Segment Open

Issue #2051, opened 2019-05-23
Time-specific content for polling day


chris48s:
https://github.com/DemocracyClub/UK-Polling-Stations/pull/2037 introduces the idea of content that is only shown while polls are open for one election. There's probably scope to generalise/extend that concept slightly. For example:

* "election is today polls open at 7am" before 7am (just in case, for example, a major data partner links to us at exactly midnight :wink: )
* "polls have now closed" after 10pm

etc

Think about this a bit more. See also: `NEXT_CHARISMATIC_ELECTION_DATE` setting

PR #3488, opened 2021-04-06
Tidying show_polls_open

alexsdutton:
Shows the card until 10pm on polling day. Shows "today" instead of the date on polling day itself. All marked for translation, and uses localised date formats and day of week name.

Screenshots with a Welsh `Accept-Language`, but without Welsh translations available:

Polls open tomorrow:
Screenshot from 2021-04-08 14-18-41

Polls open today:
Screenshot from 2021-04-08 14-19-18

### DIFF
--- a/locale/cy/LC_MESSAGES/django.po
+++ b/locale/cy/LC_MESSAGES/django.po
@@ -15,7 +15,7 @@ msgid ""
 msgstr ""
 "Project-Id-Version: UK-Polling-Stations\n"
 "Report-Msgid-Bugs-To: \n"
-"POT-Creation-Date: 2021-04-06 20:32+0100\n"
+"POT-Creation-Date: 2021-04-08 14:13+0100\n"
 "PO-Revision-Date: 2016-03-16 21:36+0000\n"
 "Last-Translator: Gareth Morlais\n"
 "Language-Team: Welsh (United Kingdom) (http://www.transifex.com/democracy-"
@@ -535,7 +535,7 @@ msgstr ""
 
 #: polling_stations/templates/fragments/you_dont_need_poll_card.html:12
 #: polling_stations/templates/fragments/you_dont_need_poll_card.html:30
-#: polling_stations/templates/home.html:38
+#: polling_stations/templates/home.html:47
 msgid "You must vote at your assigned polling station."
 msgstr ""
 
@@ -544,7 +544,7 @@ msgid "You don't need your poll card to vote"
 msgstr ""
 
 #: polling_stations/templates/fragments/you_dont_need_poll_card.html:21
-#: polling_stations/templates/home.html:41
+#: polling_stations/templates/home.html:50
 msgid ""
 "If you are registered to vote, but you don't have your poll card, you can go "
 "to the polling station and give them your name and address."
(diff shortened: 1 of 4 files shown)


GeoWill:
I missed that `poll_date` got dropped in https://github.com/DemocracyClub/UK-Polling-Stations/commit/7a76ac1748b9b02db834ae67d2fd38e542fec88a#diff-d7c09c4eedb17666b003d288e905d31514d1a355cfde36f8ca30a8f0e2b05265L36.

Segment Closed

▶ **Problem requirements**: Set out exactly the run of lines that begins at the line holding "-#: polling_stations/templates/home.html:38" and ends at the last line of the data.

▶ **Answer to this exercise**:
-#: polling_stations/templates/home.html:38
+#: polling_stations/templates/home.html:47
 msgid "You must vote at your assigned polling station."
 msgstr ""
 
@@ -544,7 +544,7 @@ msgid "You don't need your poll card to vote"
 msgstr ""
 
 #: polling_stations/templates/fragments/you_dont_need_poll_card.html:21
-#: polling_stations/templates/home.html:41
+#: polling_stations/templates/home.html:50
 msgid ""
 "If you are registered to vote, but you don't have your poll card, you can go "
 "to the polling station and give them your name and address."
(diff shortened: 1 of 4 files shown)


GeoWill:
I missed that `poll_date` got dropped in https://github.com/DemocracyClub/UK-Polling-Stations/commit/7a76ac1748b9b02db834ae67d2fd38e542fec88a#diff-d7c09c4eedb17666b003d288e905d31514d1a355cfde36f8ca30a8f0e2b05265L36.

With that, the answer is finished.